# 4x4 Variation



## bwronski (Jun 8, 2011)

I was messing around on 4x4 and came across this reduction variation.

1. Solve three centers, none of them being opposite. (so Red, Blue, Yellow) with correct permutaion.
2. Then pair up the edges that connect the centers. (RB,BY,RY)
3. (can becombind with step 2) solve a 3x3x3 block with the edges
4. Solve the rest of the centers, without breaking up the block.
5. Pair up the rest of the edges without destrying the 3x3x3 block. I like to hold the block at DBR so that the left side has the majority of the unpaired edges.(I turn alot with my right hand and that prevents regrips)
6. Once all the edges are paired up solve as normal, but now there is already a block done so thers is 1 cross piece and 2 f2l pairs to find. They can be set up before the last few pairs are solved so look ahead go even further.

I think this is a good variation to normal reduction.

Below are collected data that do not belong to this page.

Issue #2745, opened 2023-04-05
Gupshup: Fetching opted-in contacts


AkhileshNegi:
**Describe the bug**
Creating issue based on [discord conversation](https://discord.com/channels/717975833226248303/1078635157394821183)

Currently we fetch all opted in contacts when new gupshup credentials are added. Sometimes the number of users opted to a gupshup app is significantly large, in such cases we need to use pagination in API as suggested by Gupshup Team

**Screenshots**
<img width="1042" alt="image" src="https://user-images.githubusercontent.com/40158831/229996234-f463b38e-cace-4cba-8191-374560ba802b.png">

PR #2751, opened 2023-04-06
Guphsup: Fetching multi-page opted contacts

AkhileshNegi:
## Summary
 Target issue is #2745 
## Notes

### DIFF
--- a/lib/glific/providers/gupshup/api_client.ex
+++ b/lib/glific/providers/gupshup/api_client.ex
@@ -125,7 +125,7 @@ defmodule Glific.Providers.Gupshup.ApiClient do
   """
   @spec users_get(String.t(), String.t(), non_neg_integer()) ::
           Tesla.Env.result() | {:error, String.t()}
-  def users_get(api_key, app_name, page) do
+  def users_get(api_key, app_name, page \\ 0) do
     url = @gupshup_url <> "/users/" <> app_name <> "?maxResult=5000&pageNo=#{page}"
     gupshup_get(url, api_key)
   end
--- a/lib/glific/providers/gupshup/api_client.ex
+++ b/lib/glific/providers/gupshup/api_client.ex
@@ -113,18 +113,20 @@ defmodule Glific.Providers.Gupshup.ApiClient do
   @doc """
   Fetch opted in contacts data from providers server
   """
-  @spec fetch_opted_in_contacts(non_neg_integer()) :: Tesla.Env.result() | {:error, String.t()}
-  def fetch_opted_in_contacts(org_id) do
+  @spec fetch_opted_in_contacts(non_neg_integer(), non_neg_integer()) ::
+          Tesla.Env.result() | {:error, String.t()}
+  def fetch_opted_in_contacts(org_id, page) do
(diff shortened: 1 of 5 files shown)


lib/glific/providers/gupshup/contact_worker.ex
```diff
@@ -0,0 +1,94 @@
...
+  end
+
+  defp last_message_at(time) do
+    DateTime.from_unix(time, :millisecond)
+    |> elem(1)
+    |> DateTime.truncate(:second)
+  end
+
+  @spec check_bsp_status(DateTime.t()) :: atom()
+  defp check_bsp_status(last_message_at) do
```
pankaj-ag, line 87: Can you check if we have a function already for this ? Looks like a duplicate or something is missing

lib/glific/providers/gupshup/api_client.ex
```diff
@@ -113,18 +113,20 @@ defmodule Glific.Providers.Gupshup.ApiClient do
...
   @doc """
   Build the Gupshup user list url
   """
-  @spec users_get(String.t(), String.t()) :: Tesla.Env.result() | {:error, String.t()}
-  def users_get(api_key, app_name) do
-    url = @gupshup_url <> "/users/" <> app_name
+  @spec users_get(String.t(), String.t(), non_neg_integer()) ::
+          Tesla.Env.result() | {:error, String.t()}
+  def users_get(api_key, app_name, page \\ 0) do
+    url = @gupshup_url <> "/users/" <> app_name <> "?maxResult=5000&pageNo=#{page}"
```
pankaj-ag, line 129: Can we setup the maxResults as a variable? I show you hardcoded here and use a variable in other files. In case someone changes this limit here make it anything apart from 5k your code will break and won't go to the next page. 
I think you should think about a better approch for that

lib/glific/providers/gupshup/contact_worker.ex
```diff
@@ -0,0 +1,94 @@
...
+    if Timex.diff(DateTime.utc_now(), last_message_at, :hours) < 24 do
```
pankaj-ag: This 24 is a constant for whatsApp can you use it via some enum or globally by defining it in the gliifc.ex file >

pankaj-ag (changes requested):
@AkhileshNegi since you are moving the functions from contacts.ex file makes sure you tested it well.

lib/glific/providers/gupshup/contact_worker.ex
AkhileshNegi: @pankaj-ag some of these functions I just moved from another file to this file.

lib/glific/providers/gupshup/contact_worker.ex
AkhileshNegi: @pankaj-ag will check this

lib/glific/providers/gupshup/api_client.ex
AkhileshNegi: Sure @pankaj-ag, I wrote to Gupshup team for same. Actually the API was shared by Gupshup team and there was no offset in the API. Will update the code once I receive a response from them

Look ahead and piece identification is improved because the locations where pieces can "hide" is pre solved, making it obsolete when looking for edges. And for petrus users their "2x2x2" block is already solved. And maybe with planning and more development could have the edges already oriented.
Solving the final centers isn't slowed down much too.

Should this be in How To? or Dicussion?

I haven't timed it yet, but I will when I have decided on some stuff. (Always solving the same centers/ trying to solve edges after paired)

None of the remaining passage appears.